The $11 beer and $7 Bavarian pretzel I bought later on with a normal credit card was another story. Along with having to break out my wallet for the credit card, I had to fish out my ID. It was perhaps a good example of how Apple Pay is not the perfect solution for everything. Even if I had used it here, the longest part of the transaction wasn’t the ordering and ringing it up, but waiting in line. And I would have still needed something besides my phone to get the job done.

There are lines, lines everywhere

Trimming down big lines are one of the things that makes Apple Pay and other mobile wallets so potentially useful. If you can cut down on the fussing at the checkout stand, you’re happy and so is the person behind you. That same experience cannot suddenly happen everywhere Apple Pay appears, including grocery stores, where the longest part is often tallying up everything in your cart. That’s true of other parts of going to a baseball game, especially this one, where waiting to buy food is just a small part of the experience. There are lines for everything. Lines to get in, lines while you wait for a play to end before you can go to your seat, and the bathroom line Apple Pay will never help out with.

Apple Pay also has many miles to go before you can get this kind of experience everywhere. So far its in 220,000 stores in the US, mainly in big chains like McDonalds, Subway, Walgreens, and Apple’s own retail locations. There's also a collection of big retailers like 7-Eleven and Best Buy that are working on a rival mobile payment service, and attempting to shut this one in the meantime. The system still has some oddities, too. For instance, you can’t easily tip people using Apple Pay. Apple’s expecting stores to manage that with typical paper receipts, or checkout software.

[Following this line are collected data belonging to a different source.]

PR #1190, opened 2025-09-26
Fix/36265 pa fsm

codepitbull:
**Motivation**

Resolves [#36265](https://hivemq.kanbanize.com/ctrl_board/57/cards/36265/details/)

**Changes**

Fix flakyness by introducing a proper FSM for protocoladapters.

### DIFF
--- a/hivemq-edge/src/main/java/com/hivemq/fsm/ProtocolAdapterFSM.java
+++ b/hivemq-edge/src/main/java/com/hivemq/fsm/ProtocolAdapterFSM.java
@@ -1,3 +1,18 @@
+/*
+ * Copyright 2019-present HiveMQ GmbH
+ *
+ * Licensed under the Apache License, Version 2.0 (the "License");
+ * you may not use this file except in compliance with the License.
+ * You may obtain a copy of the License at
+ *
+ *     http://www.apache.org/licenses/LICENSE-2.0
+ *
+ * Unless required by applicable law or agreed to in writing, software
+ * distributed under the License is distributed on an "AS IS" BASIS,
+ * WITHOUT WARRANTIES OR CONDITIONS OF ANY KIND, either express or implied.
+ * See the License for the specific language governing permissions and
+ * limitations under the License.
+ */
 package com.hivemq.fsm;
 
 import com.hivemq.adapter.sdk.api.state.ProtocolAdapterState;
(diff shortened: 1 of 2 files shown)


hivemq-edge/src/main/java/com/hivemq/protocols/ProtocolAdapterManager.java
```diff
@@ -68,7 +69,7 @@
 public class ProtocolAdapterManager {
     private static final Logger log = LoggerFactory.getLogger(ProtocolAdapterManager.class);
 
-    private final @NotNull Map<String, ProtocolAdapterWrapper> protocolAdapters = new ConcurrentHashMap<>();
+    private final @NotNull Map<String, ProtocolAdapterWrapper> protocolAdapters;
```
caoccao: I suggest we rename it to `protocolAdapterMap`.

hivemq-edge/src/main/java/com/hivemq/protocols/ProtocolAdapterManager.java
```diff
@@ -150,21 +176,32 @@ public void refresh(final @NotNull List<ProtocolAdapterEntity> configs) {
...
             adaptersToBeCreated.forEach(name -> {
                 try {
-                    log.debug("Creating adapter '{}'", name);
-                    startAsync(createAdapterInternal(protocolAdapterConfigs.get(name), versionProvider.getVersion())).get();
-                } catch (final InterruptedException | ExecutionException e) {
+                    if (log.isDebugEnabled()) {
+                        log.debug("Creating adapter '{}'", name);
+                    }
+                    startAsync(createAdapterInternal(protocolAdapterConfigs.get(name),
+                            versionProvider.getVersion())).get();
```
caoccao: This makes the adapter creations in sequence. Do we want to run this in parallel? If YES, we could call `map()` to get a list of `Future`s, then call `get()` per future. It'll be much faster.

hivemq-edge/src/main/java/com/hivemq/protocols/ProtocolAdapterManager.java
```diff
@@ -120,17 +122,41 @@ public ProtocolAdapterManager(
 
     // API, must be threadsafe
 
+    private static void syncFuture(final @NotNull Future<?> future) {
```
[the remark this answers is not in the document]
marregui: will consider it when performing the integration. I will favour readability indeed.

PR #1198, opened 2025-09-30
fix: Add notification when assets are changed

caoccao:
https://hivemq.kanbanize.com/ctrl_board/57/cards/36520/details/

### DIFF
--- a/hivemq-edge/src/main/java/com/hivemq/pulse/asset/PulseAgentAssetChangedListener.java
+++ b/hivemq-edge/src/main/java/com/hivemq/pulse/asset/PulseAgentAssetChangedListener.java
@@ -16,6 +16,7 @@
 
 package com.hivemq.pulse.asset;
 
+import com.hivemq.configuration.reader.AssetMappingExtractor;
 import com.hivemq.configuration.reader.PulseExtractor;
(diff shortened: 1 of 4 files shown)


hivemq-edge/src/main/java/com/hivemq/pulse/asset/PulseAgentAssetChangedListener.java
```diff
@@ -16,26 +16,34 @@
...
+    public @NotNull AssetMappingExtractor getAssetMappingExtractor() {
+        return assetMappingExtractor;
+    }
+
     public @NotNull PulseExtractor getPulseExtractor() {
         return pulseExtractor;
     }
 
     @Override
     public void onAssetsChanged(final @NotNull List<Asset> remoteAssets) {
```
codepitbull, line 46: I went down into the code invoked by this and there are blocking calls (replaceConfigsAndTriggerWrite) there.
Is it fine for the invoker to be blocked?

caoccao: Yes. I believe these changes have to be atomic, and there is a global lock ensuring this is atomic.

PR #1200, opened 2025-09-30
fix(36931): Fix missing mappingId

vanch3d:
See https://hivemq.kanbanize.com/ctrl_board/57/cards/36931/details/

The PR fixes a bug when creating a new asset mapper (or updating an existing one), where the `id` of the new mapping associated with the asset is not properly sent to the `updateManagedAsset` API


caoccao (approved):
LGTM

PR #1202, opened 2025-10-01
fix: Allow mapping ID to be set to null in updateManagedAsset

caoccao:
https://hivemq.kanbanize.com/ctrl_board/57/cards/36520/details/


marregui (approved):
LGTM

PR #1224, opened 2025-10-16
feat(37430) Add support for quick filters

vanch3d:
See https://hivemq.kanbanize.com/ctrl_board/57/cards/37430/details/

The PR adds full support for quick filters, i.e. when manually defined criteria are saved in a configuration document and then directly reused 

- Quick filters can be activated or deactivated
- When activated, their filter criteria are applied to the canvas, along any other criteria defined in the manual section. The same `OR` operator is applied 
- Activated filters are NEVER saved in any new quick filter. Only the manual criteria are.

The PR also improves the search toolbar by making it collapsible, helping to keep the workspace as open as possible

### Before 
HiveMQ-Edge-10-14-2025_10_27_AM

### After 
HiveMQ-Edge-10-16-2025_01_43_PM
HiveMQ-Edge-10-16-2025_01_43_PM (1)
HiveMQ-Edge-10-16-2025_01_44_PM

### DIFF
--- a/hivemq-edge-frontend/src/modules/Workspace/components/filters/filters.utils.ts
+++ b/hivemq-edge-frontend/src/modules/Workspace/components/filters/filters.utils.ts
@@ -67,7 +67,6 @@ export const applyStatusFilter = (node: Node, criteria?: ActiveFilter<MultiValue
 export const applyQuickFilters = (node: Node, quickFilters: FilterConfigurationOption[]) => {
   const coverage = quickFilters.reduce<boolean[]>((acc, quickFilter) => {
     if (!quickFilter.isActive) {
-      // acc.push(false)
       return acc
     }
     const isHidden = hideNodeWithFilters(node, quickFilter.filter)


hivemq-edge-frontend/src/modules/Workspace/components/controls/CanvasToolbar.tsx
```diff
@@ -1,24 +1,88 @@
...
-      <HStack>
-        <SearchEntities />
-        <DrawerFilterToolbox />
-      </HStack>
+      <Box
+        m="1.2px"
+        display="flex"
+        alignItems="center"
+        transition="max-width 0.4s cubic-bezier(0.4,0,0.2,1)"
+        maxWidth={expanded ? '1280px' : '80px'}
```
oli-hivemq: Might be a good idea to have these sizes configurable. I would expect these variables to be part of the design system at some point, but for now I'd have them defined somewhere (in CSS or as const somewhere) so you can at least reuse them

PR #1236, opened 2025-10-22
test(37074) Optimisation of Visual Regressions tests in Percy

vanch3d:
See https://hivemq.kanbanize.com/ctrl_board/57/cards/37074/details/

The PR optimises the usage of Percy visual regressions tests in the Edge frontend, as we have a limited number of runs available avery months (and used to significantly exceed that limit)

The PR removes EVERY test that were originial created on the Cypress Component test suites. Instead, it organised the Percy snpashots on selected (possibly critical) paths in the Cypress E2E test suites. 

The outcomes of this first refactoring tasks is a focus on 20 snapshots of whole "pages" at different points of interaction, compared to 90 snapshots of components in isolation


oli-hivemq (approved):
LGTM 🦣

PR #1247, opened 2025-10-28
Support by filtering endpoints against both, MessageSecurityMode and SecurityPolicyUri

codepitbull:
**Motivation**

Resolves #36664

**Changes**
Updated the EndpointFilter to optionally check for combinations if MessageSecurityMode and SecurityPolicyUri.


caoccao (approved):
LGTM

PR #1318, opened 2025-12-01
Chore/generate xsd

codepitbull:
**Motivation**

Replace the outdated XSD with a generated one.

The added code shows just how problematic the original XSD is.
All methods in GenSchemaMain deal with specialities that were introduced by handcrafting the file.
The handcrafting lead to the use of constructs which aren't supported by JAXB.

So this ensures the file is regenerated on each build and therefore tested together with every test loading an XML config.


caoccao (approved):
I suggest we keep the generated config.xsd.

1. It's easy to review for external users.
2. It's easy to review the change log, diff, blame using git commands.

Also, could we do the same to the protocol adapters to generate tag definition xsd and config  xsd?

PR #1325, opened 2025-12-08
Fix/38363 bridge stall

codepitbull:
**Motivation**

Resolves #38363

**Changes**

Under certai nconditions a bridge would not resume after losing its connection.


hivemq-edge/src/main/java/com/hivemq/bridge/mqtt/BridgeMqttClient.java
```diff
@@ -400,13 +399,31 @@ public boolean isConnected() {
             }
             log.info("Bridge '{}' connected to {}:{}", bridge.getId(), bridge.getHost(), bridge.getPort());
             connected.set(true);
+
+            // Check if this is a reconnection (not the initial connection)
+            // On initial connection, we only flush buffered messages without resetting persistence state.
+            // On reconnection, we need to drain all stale state and re-poll from persistence.
+            final boolean isReconnection = !everConnected.compareAndSet(false, true);
```
caoccao: - When is `everConnected` reset to `false`?
- What about the 2nd, 3rd, ... reconnect? `isReconnection` is `false`.

hivemq-edge/src/main/java/com/hivemq/bridge/mqtt/RemoteMqttForwarder.java
```diff
@@ -253,11 +258,27 @@ private void finishProcessing(
...
+    /**
+     * Called when a publish fails - resets the inflight marker so the message can be retried
+     * instead of being removed from persistence. This prevents message loss on transient failures.
+     */
+    private void finishProcessingWithRetry(
+            final @NotNull QoS originalQoS,
+            final @NotNull String uniqueId,
+            final @NotNull String queueId) {
+        inflightCounter.decrementAndGet();
+        // Reset inflight marker instead of removing the message, allowing retry
```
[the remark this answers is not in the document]
caoccao: Agree with Copilot.

caoccao (commented):
I hold one concern.

hivemq-edge/src/main/java/com/hivemq/bridge/mqtt/BridgeMqttClient.java
marregui: - when we start, everConnected is false and becomes true, so isReconnection is false.
- on reconnection, everConnected is already true, stays true, and isReconnection is true.

on reconnection (isReconnection==true) we drain the queue (resets inflight markers in persistence), then we call onReconnect which does the checkBuffers (re-polls messages).

on initial connection (isReconnection==false) we flush in-memory buffered messages, BUT we do not reset inflight markers (to avoid duplicate delivery on restart).

scenario:
  1. Edge service is running, bridge is forwarding messages
  2. Connection drops mid-delivery - some messages have inflight markers set in persistence
  3. Edge service crashes or is killed before it can reconnect and reset the markers
  4. Edge service restarts
  5. everConnected is now false (fresh JVM, fresh object)
  6. Bridge connects → this is treated as "initial connection", not "reconnection"
  7. flushBufferedMessages() is called, but not drainQueue() / removeAllInFlightMarkers()
  8. Messages with stale inflight markers from step 2 remain stuck forever

should inflight markers be reset always on initialization, or should we always view connections as reconnections?, even for the very first connection?

hivemq-edge/src/main/java/com/hivemq/bridge/MessageForwarderImpl.java
```diff
@@ -171,6 +171,54 @@ public void addForwarder(final @NotNull MqttForwarder mqttForwarder) {
...
+            // and don't hold any locks that could cause deadlock.
+            final Set<String> forwarderQueueIds = queueIdsForForwarder.get(fwdId);
+            if (forwarderQueueIds != null && !forwarderQueueIds.isEmpty()) {
+                if (log.isDebugEnabled()) {
+                    log.debug("Resetting inflight markers for forwarder '{}', {} queue(s)",
+                            fwdId, forwarderQueueIds.size());
+                }
+                final ImmutableList.Builder<ListenableFuture<Void>> futuresBuilder = ImmutableList.builder();
+                for (final String queueIdToReset : forwarderQueueIds) {
+                    futuresBuilder.add(queuePersistence.get().removeAllInFlightMarkers(queueIdToReset));
```
caoccao: What if `removeAllInFlightMarkers()` is interrupted by `Futures.allAsList(futuresBuilder.build()).get(30, TimeUnit.SECONDS)`? Is there a rollback logic?

PR #1353, opened 2026-01-18
EDG-70 Various cleanups of the auth test code

mschoenert-hivemq:
**Motivation**

All I wanted to do was to cleanup the double curly braces initializations in the test files.
They are very strange, because the register one object in the inner class init,
but then more objects are registered by explicit register statements externally.

But then I got carried away and made a ton more changes.

**Resolves**

Only my OCD - but no known issues with the code or the tests.

**Changes**

The test files with some refactoring.

**Note**

I think the cleanup is easier to observe when viewing the new files instead of the diffs.
Great care was taken to not change what is tested and how.


codepitbull (approved):
LGTM

PR #1354, opened 2026-01-19
PROTOBUF > streamline and update version

DC2-DanielKrueger:


hivemq-edge/build.gradle.kts
```diff
@@ -216,7 +216,7 @@ dependencies {
 
     //FIXME: should be in module instead
     // we need better module isolation for that as the modules pick up Netty from the app class loader
-    implementation("com.google.protobuf:protobuf-java:4.33.2")
+    implementation("com.google.protobuf:protobuf-java:4.33.4")
```
codepitbull: Can you use the versions from lib.versions.toml here please?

But for Friday night at least, it was time to forget all that. The stadium is Apple’s and Major League Baseball’s vision of how it wants people to live their lives. Everything, from getting to the ballpark, to getting inside, finding your seat, and ordering a hot dog can be done with your phone — and not your wallet. In fact, the only reason I needed my wallet was to get that beer. But there are still vestiges of the old way that are impossible to escape. Things like paper receipts, the need for an ID card, and those long lines which — even with Apple Pay — are inevitable.

And one problem Apple may never be able to solve? That $11 stadium beer.